What to do: For the data below, restate word for word only the lines from the line containing "there now |" through the line containing "permission trap itself.", both ends included.

Saved data entries:
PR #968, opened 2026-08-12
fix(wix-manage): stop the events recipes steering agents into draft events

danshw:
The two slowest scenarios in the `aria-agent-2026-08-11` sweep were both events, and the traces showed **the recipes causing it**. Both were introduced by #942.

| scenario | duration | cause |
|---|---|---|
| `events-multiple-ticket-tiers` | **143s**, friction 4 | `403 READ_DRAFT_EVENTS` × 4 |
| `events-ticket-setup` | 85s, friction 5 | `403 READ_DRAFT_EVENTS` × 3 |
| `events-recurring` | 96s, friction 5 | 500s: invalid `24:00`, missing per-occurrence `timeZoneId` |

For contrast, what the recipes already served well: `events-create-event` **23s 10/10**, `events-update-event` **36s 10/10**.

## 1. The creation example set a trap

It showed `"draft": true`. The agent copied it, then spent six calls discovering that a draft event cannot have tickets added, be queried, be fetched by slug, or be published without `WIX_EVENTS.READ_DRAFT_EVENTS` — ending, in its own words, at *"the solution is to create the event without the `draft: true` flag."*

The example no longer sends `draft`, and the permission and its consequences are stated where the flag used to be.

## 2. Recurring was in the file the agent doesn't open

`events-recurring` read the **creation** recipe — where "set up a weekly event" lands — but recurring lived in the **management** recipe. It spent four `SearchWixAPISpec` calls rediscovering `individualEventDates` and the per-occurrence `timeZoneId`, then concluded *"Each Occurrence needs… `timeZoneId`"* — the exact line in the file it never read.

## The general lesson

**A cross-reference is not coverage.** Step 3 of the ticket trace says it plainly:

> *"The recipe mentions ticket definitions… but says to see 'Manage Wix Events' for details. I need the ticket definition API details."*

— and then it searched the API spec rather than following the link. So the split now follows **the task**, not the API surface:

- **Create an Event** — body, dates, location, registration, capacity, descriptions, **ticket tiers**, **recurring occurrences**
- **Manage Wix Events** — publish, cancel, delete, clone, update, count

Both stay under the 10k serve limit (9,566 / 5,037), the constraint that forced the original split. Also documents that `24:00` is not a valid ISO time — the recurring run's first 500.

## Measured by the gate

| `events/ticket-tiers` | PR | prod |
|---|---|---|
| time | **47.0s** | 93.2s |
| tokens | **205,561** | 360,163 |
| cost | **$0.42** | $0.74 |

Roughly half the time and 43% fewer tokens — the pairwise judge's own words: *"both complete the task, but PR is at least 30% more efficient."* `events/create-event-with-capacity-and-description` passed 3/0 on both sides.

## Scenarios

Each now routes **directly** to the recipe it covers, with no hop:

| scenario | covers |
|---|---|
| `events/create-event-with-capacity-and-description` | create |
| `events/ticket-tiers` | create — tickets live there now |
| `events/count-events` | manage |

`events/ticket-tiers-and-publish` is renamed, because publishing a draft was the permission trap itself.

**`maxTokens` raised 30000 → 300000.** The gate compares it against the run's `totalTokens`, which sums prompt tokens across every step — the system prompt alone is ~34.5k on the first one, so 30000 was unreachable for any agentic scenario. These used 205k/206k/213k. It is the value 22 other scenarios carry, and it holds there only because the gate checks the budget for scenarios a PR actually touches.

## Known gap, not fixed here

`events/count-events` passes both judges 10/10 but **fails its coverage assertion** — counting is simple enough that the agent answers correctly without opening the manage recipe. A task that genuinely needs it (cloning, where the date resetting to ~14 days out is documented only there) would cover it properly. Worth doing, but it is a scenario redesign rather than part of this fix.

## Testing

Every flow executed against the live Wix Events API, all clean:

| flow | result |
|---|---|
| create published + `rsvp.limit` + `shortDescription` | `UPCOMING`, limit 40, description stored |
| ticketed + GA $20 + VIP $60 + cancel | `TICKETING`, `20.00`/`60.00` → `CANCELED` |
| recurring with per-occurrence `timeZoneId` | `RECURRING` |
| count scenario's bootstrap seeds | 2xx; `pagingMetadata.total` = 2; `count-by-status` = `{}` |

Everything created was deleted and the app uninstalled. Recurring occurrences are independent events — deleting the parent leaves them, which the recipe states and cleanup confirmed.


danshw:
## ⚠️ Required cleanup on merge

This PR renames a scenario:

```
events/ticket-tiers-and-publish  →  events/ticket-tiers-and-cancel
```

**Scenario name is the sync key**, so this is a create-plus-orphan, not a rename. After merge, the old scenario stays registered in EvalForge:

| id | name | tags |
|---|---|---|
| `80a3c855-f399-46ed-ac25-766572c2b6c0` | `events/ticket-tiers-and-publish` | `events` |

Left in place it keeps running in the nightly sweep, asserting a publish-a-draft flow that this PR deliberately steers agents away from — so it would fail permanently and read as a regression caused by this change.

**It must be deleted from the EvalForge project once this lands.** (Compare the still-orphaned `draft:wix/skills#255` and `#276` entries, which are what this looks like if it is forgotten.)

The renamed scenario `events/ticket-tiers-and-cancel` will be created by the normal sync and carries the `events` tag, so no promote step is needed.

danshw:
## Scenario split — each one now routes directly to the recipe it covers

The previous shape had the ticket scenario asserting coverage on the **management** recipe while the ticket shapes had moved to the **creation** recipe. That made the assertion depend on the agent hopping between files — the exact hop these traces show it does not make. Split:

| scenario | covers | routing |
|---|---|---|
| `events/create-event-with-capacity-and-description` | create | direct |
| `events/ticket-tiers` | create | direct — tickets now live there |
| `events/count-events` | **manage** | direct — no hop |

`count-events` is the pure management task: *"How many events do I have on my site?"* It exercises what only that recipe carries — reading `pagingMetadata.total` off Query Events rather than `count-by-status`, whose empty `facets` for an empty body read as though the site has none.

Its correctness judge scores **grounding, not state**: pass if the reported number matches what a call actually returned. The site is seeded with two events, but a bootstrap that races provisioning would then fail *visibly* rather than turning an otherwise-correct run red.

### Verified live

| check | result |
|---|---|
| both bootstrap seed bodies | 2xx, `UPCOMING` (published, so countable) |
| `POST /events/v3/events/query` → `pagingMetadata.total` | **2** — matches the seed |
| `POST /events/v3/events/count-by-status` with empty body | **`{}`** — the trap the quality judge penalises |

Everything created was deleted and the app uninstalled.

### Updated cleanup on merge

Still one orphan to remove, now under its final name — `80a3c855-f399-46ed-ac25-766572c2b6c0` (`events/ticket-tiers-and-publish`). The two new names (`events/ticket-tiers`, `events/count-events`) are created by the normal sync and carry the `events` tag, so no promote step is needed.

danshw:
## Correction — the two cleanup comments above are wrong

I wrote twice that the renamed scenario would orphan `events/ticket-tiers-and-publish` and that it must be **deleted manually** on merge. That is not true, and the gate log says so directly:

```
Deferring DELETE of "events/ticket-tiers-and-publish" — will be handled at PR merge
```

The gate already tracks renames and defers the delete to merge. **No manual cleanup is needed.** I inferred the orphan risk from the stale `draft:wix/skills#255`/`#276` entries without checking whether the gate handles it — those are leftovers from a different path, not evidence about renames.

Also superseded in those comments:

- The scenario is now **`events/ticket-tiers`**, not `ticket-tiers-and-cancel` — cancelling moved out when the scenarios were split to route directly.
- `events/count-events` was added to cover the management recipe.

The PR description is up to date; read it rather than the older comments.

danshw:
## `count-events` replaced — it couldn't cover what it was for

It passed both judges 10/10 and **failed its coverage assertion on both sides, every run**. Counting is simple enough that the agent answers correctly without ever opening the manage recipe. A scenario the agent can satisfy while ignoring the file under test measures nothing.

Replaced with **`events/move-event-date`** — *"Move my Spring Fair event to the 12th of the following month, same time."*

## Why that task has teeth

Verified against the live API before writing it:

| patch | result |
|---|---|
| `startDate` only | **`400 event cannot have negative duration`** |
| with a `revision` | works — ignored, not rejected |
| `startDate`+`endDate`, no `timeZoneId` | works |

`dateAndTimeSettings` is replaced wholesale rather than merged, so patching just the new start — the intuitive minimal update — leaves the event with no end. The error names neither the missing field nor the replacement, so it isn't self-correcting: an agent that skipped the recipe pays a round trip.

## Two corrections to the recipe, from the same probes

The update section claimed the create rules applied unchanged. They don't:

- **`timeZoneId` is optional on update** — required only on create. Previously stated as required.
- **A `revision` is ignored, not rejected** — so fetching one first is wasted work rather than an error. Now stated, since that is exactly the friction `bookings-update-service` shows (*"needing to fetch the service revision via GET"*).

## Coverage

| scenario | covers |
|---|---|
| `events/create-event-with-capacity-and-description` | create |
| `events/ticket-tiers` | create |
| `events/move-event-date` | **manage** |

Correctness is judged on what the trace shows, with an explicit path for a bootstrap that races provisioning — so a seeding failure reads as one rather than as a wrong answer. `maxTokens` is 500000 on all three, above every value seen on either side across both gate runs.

Finished task:
| `events/ticket-tiers` | create — tickets live there now |
| `events/count-events` | manage |

`events/ticket-tiers-and-publish` is renamed, because publishing a draft was the permission trap itself.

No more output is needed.